_WORK ORDER_
Beginning at the first line of the data, print each line exactly, stopping after the line that contains "uploading to firebase".

(Stored items)
****************

PR #170, opened 2023-05-05
Feature/firebase upload gradients

rugeli:
Problem
=======
What is the problem this work solves, including
completes gradient collection upload in #124 
closes #129

Solution
========
What I/we did to solve this problem
- created `GradientDoc` class to handle gradient data uploads if it is included in the recipe we are uploading to firebase 
- wrote tests for the gradient upload feature

## Type of change

* New feature (non-breaking change which adds functionality)

Change summary:
---------------
* recipes I ran for testing: `peroxisomes_surface_gradient.json` and `gradients.json`

Steps to Verify:
----------------
1. `conda activate autopack`
2. `upload -r [relative-path-to-a-gradient-recipe] -c [your-firebase-cred-path]`
3. `pytest cellpack`

Screenshots (optional):
-----------------------
Screenshot 2023-05-05 at 4 09 58 PM

PR #174, opened 2023-06-02
Feature/resovle grads in comp

rugeli:
Problem
=======

To avoid submitting a large PR for downloading recipes to review, I separated the resolve gradient code to this branch from the`run-recipes-from-firebase` branch. This pr could be merged into #170.

In the current open pull request #170, we replace gradient data with a gradient path in objects once the gradient is uploaded. We simply compare the grad paths in db_data and local_data to determine whether the new doc should be written or not. 

However, during the downloading process, we need to get the full gradient data from composition in order to compile the recipe data for packing, and ideally we want to get all reference data (objects, gradients, compositions) in the same loop. 

Solution
========

**Resolve gradient data in objects recursively within compositions without breaking the `should_write` checks** 

## Type of change

Steps to Verify:
----------------
1. `conda activate autopack`
2. `upload -r [relative-path-to-a-gradient-recipe] -c [your-firebase-cred-path]`

-----------------------
1. `DBRecipeHandler.py`

### DIFF
--- a/cellpack/autopack/__init__.py
+++ b/cellpack/autopack/__init__.py
@@ -394,7 +394,7 @@ def load_file(filename, destination="", cache="geometries", force=None):
             db_doc, _ = db.get_doc_by_id(collection="recipes", id=recipe_id)
             db_handler = DBRecipeHandler(db)
             downloaded_recipe_data = db_handler.prep_db_doc_for_download(db_doc)
-            return downloaded_recipe_data
+            return downloaded_recipe_data, database_name
         else:
             local_file_path = get_local_file_location(
                 file_path, destination=destination, cache=cache, force=force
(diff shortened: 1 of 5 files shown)


cellpack/autopack/__init__.py
```diff
@@ -281,7 +281,8 @@ def is_remote_path(file_path):
     @param file_path: str
     """
     for ele in DATABASE_NAME:
-        return ele in file_path
+        if ele in file_path:
+            return ele in file_path
```
mogres, line 285: Could just return `True` instead of making another comparison
```suggestion
            return True
```

mogres (approved):
Thanks for separating into smaller, more manageable PRs (I should take notes 😅)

****************

_SOLUTION BELOW_
PR #170, opened 2023-05-05
Feature/firebase upload gradients

rugeli:
Problem
=======
What is the problem this work solves, including
completes gradient collection upload in #124 
closes #129

Solution
========
What I/we did to solve this problem
- created `GradientDoc` class to handle gradient data uploads if it is included in the recipe we are uploading to firebase 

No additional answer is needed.